Count the lines below containing "matopush"; state the number only.

▸ **MATERIAL FOR THIS TASK**:
[Start of Attachment]

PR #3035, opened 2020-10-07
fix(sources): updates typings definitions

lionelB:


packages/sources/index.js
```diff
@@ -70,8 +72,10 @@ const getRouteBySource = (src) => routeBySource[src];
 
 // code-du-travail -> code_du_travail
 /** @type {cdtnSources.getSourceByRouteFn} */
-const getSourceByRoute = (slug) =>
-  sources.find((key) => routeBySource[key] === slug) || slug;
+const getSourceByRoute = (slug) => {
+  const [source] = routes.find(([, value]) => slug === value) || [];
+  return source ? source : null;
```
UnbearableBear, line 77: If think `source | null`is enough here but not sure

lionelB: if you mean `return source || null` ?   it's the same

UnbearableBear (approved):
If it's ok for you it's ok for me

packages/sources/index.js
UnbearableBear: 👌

[End of Attachment]
[Start of Attachment]

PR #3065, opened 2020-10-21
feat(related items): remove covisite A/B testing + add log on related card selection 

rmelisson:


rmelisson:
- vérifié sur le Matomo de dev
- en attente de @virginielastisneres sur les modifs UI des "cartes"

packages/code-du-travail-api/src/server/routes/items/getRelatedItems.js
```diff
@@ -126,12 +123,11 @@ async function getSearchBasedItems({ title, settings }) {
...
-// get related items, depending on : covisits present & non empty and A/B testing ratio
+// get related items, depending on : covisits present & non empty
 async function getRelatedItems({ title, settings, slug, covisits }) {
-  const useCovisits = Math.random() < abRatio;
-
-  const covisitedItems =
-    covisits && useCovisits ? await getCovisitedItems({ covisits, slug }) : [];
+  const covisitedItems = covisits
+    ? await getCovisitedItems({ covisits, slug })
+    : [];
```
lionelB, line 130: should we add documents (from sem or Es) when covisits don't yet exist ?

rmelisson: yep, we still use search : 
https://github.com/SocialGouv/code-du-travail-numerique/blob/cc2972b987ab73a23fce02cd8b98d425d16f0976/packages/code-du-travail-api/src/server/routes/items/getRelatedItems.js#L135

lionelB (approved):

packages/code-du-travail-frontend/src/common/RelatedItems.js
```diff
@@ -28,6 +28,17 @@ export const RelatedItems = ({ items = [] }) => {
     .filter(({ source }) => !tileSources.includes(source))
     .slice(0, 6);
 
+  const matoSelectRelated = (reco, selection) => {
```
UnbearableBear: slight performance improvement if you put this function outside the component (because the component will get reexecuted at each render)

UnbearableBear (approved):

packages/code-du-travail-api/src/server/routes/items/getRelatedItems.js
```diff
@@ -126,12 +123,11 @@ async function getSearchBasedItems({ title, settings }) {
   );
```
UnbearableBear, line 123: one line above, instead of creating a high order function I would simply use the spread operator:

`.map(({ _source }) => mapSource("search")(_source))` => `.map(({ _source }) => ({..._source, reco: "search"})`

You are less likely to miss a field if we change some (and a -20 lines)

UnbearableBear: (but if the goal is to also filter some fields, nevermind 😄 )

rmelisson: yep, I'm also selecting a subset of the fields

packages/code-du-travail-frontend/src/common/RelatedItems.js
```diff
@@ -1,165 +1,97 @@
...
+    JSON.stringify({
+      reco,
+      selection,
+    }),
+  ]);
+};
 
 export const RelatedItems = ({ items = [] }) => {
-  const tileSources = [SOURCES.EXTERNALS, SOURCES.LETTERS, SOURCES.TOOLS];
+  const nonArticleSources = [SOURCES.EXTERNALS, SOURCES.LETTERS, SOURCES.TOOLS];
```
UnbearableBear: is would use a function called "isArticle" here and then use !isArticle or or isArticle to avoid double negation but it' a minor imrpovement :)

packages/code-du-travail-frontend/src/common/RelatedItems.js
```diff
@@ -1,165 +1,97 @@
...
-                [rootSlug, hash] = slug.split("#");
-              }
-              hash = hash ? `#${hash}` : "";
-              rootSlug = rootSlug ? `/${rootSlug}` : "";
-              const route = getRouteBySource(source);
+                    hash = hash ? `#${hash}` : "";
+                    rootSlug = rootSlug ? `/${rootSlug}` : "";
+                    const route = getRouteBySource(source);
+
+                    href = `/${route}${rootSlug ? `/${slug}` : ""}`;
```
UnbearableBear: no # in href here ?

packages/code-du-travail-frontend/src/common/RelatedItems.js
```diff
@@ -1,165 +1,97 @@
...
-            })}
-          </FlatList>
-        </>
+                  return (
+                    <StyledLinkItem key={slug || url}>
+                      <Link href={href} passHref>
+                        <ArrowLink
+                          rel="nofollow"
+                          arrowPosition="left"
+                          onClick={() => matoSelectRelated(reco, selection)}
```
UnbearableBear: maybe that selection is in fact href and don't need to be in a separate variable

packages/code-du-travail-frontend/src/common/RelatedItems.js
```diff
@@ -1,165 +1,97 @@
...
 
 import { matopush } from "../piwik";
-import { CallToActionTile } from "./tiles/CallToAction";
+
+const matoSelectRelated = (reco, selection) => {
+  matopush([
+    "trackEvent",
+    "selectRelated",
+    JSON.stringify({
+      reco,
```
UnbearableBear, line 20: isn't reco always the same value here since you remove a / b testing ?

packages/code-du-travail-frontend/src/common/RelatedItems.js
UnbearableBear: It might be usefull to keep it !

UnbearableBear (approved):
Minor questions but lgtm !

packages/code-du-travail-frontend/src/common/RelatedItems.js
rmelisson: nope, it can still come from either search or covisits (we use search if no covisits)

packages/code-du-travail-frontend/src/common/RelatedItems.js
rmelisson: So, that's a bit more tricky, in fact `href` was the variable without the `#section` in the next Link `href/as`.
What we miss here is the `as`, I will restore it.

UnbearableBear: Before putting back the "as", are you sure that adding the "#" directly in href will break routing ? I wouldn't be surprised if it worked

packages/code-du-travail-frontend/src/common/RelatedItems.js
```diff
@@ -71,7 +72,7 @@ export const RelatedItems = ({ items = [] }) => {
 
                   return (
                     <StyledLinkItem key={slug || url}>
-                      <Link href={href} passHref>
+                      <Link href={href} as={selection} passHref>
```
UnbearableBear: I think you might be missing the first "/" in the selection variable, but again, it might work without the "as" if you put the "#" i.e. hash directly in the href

[End of Attachment]
[Start of Attachment]

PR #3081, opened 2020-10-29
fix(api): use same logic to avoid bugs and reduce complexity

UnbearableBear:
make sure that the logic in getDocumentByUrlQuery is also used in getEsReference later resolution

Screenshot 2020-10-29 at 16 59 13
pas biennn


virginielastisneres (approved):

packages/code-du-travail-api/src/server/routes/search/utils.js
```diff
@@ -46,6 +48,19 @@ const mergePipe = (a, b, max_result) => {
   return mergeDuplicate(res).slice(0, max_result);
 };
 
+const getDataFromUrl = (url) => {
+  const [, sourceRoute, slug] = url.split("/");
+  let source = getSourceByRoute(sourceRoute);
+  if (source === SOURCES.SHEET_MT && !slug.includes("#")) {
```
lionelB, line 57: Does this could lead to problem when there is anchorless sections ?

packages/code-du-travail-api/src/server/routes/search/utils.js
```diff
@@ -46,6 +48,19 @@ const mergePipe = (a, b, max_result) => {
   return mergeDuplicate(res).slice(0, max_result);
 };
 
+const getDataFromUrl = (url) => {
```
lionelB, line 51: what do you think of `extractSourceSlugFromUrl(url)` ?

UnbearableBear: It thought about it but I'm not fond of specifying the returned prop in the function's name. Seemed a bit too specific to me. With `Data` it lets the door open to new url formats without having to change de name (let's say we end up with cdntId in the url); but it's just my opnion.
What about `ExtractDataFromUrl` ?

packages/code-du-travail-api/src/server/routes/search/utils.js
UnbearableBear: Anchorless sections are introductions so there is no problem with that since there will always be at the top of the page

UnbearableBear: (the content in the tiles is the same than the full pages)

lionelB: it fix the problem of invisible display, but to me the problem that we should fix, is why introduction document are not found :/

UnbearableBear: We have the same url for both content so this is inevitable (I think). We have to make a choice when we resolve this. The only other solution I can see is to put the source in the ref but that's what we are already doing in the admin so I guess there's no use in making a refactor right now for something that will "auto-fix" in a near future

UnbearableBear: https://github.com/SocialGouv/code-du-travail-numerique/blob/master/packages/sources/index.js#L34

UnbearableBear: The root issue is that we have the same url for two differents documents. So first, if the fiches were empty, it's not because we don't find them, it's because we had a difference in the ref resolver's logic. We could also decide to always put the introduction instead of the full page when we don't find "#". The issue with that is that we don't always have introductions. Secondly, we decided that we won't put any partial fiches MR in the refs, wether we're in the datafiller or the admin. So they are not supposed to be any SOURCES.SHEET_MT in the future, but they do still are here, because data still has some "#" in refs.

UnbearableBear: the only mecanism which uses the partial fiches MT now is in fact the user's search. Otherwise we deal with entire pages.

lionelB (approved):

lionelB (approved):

[End of Attachment]

▸ **WRITTEN RESPONSE**: 2